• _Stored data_

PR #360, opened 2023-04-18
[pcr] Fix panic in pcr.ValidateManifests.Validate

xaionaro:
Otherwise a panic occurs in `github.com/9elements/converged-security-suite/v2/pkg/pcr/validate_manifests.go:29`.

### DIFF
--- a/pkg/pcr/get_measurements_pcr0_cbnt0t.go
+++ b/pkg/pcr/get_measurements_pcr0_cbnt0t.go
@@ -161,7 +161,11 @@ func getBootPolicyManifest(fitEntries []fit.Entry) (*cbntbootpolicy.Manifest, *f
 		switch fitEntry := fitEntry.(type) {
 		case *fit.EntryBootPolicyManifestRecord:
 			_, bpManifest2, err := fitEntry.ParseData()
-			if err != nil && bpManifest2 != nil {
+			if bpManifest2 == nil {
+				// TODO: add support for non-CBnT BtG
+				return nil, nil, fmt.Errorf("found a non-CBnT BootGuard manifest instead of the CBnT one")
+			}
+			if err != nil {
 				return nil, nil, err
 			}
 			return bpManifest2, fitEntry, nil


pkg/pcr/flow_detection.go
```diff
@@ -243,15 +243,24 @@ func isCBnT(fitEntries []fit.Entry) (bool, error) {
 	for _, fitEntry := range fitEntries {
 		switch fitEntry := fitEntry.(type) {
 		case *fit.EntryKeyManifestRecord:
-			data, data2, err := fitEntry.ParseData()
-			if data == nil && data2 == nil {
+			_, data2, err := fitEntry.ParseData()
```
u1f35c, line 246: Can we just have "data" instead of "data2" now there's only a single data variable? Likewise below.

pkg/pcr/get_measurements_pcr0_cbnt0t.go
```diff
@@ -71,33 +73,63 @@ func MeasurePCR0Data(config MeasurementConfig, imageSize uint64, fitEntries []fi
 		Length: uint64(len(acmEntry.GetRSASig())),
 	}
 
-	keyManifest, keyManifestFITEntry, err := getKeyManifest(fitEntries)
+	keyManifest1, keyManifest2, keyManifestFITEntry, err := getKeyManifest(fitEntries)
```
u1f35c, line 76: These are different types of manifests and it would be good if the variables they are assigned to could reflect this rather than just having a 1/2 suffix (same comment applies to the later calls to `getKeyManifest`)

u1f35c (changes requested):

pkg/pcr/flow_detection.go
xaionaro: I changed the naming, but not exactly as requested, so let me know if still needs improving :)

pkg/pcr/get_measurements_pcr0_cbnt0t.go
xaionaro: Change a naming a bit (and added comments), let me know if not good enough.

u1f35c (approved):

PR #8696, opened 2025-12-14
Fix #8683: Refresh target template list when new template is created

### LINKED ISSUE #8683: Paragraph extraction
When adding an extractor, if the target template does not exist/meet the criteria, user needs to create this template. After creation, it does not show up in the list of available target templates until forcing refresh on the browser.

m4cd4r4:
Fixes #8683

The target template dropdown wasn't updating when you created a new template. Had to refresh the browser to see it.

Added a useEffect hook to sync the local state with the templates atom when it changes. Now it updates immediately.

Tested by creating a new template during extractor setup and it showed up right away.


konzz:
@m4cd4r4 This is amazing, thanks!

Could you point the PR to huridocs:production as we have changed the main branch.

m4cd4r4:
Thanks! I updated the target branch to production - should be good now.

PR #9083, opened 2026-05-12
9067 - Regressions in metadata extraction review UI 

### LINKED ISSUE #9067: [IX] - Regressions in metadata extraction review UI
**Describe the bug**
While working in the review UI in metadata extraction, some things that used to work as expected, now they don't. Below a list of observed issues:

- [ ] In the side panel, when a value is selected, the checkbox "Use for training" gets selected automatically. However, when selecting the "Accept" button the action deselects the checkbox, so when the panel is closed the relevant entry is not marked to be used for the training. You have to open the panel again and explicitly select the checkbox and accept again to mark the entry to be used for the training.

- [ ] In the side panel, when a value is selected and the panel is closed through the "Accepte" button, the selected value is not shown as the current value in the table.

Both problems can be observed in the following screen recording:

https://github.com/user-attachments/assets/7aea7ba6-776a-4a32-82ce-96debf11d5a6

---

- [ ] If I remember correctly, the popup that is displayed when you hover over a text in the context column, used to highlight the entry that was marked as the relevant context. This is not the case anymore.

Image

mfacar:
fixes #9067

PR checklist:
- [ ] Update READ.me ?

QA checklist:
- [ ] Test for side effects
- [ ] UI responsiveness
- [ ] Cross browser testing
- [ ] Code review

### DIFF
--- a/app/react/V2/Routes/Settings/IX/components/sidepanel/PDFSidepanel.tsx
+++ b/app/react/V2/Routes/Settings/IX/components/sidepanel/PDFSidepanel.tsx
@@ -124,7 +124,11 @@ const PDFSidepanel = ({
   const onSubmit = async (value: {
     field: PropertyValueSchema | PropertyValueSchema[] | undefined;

...

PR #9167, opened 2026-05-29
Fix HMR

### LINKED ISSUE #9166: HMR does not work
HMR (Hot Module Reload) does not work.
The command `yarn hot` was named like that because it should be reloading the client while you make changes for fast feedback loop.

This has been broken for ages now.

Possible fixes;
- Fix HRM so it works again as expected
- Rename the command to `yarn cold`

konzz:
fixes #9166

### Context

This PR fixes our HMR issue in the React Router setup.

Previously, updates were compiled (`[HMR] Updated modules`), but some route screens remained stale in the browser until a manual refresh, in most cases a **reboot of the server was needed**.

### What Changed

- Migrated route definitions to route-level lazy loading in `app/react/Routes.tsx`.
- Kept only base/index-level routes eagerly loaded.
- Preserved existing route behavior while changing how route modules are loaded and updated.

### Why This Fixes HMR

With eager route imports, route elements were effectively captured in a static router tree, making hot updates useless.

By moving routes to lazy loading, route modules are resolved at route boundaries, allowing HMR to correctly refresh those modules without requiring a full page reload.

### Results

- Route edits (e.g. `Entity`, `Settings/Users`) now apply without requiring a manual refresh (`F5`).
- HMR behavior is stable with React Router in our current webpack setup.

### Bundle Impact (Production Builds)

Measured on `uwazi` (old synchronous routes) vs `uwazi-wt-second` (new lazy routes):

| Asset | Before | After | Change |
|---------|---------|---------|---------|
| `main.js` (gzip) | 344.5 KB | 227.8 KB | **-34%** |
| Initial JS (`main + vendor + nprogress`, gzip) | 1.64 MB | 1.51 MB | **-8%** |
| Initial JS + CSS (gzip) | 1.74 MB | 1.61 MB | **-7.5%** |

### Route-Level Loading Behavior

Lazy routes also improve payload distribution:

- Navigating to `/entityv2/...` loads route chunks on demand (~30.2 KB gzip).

• _Your objective_
Look above for lines with the word "created" and copy them all.

• _Solution_
Fix #8683: Refresh target template list when new template is created
The target template dropdown wasn't updating when you created a new template. Had to refresh the browser to see it.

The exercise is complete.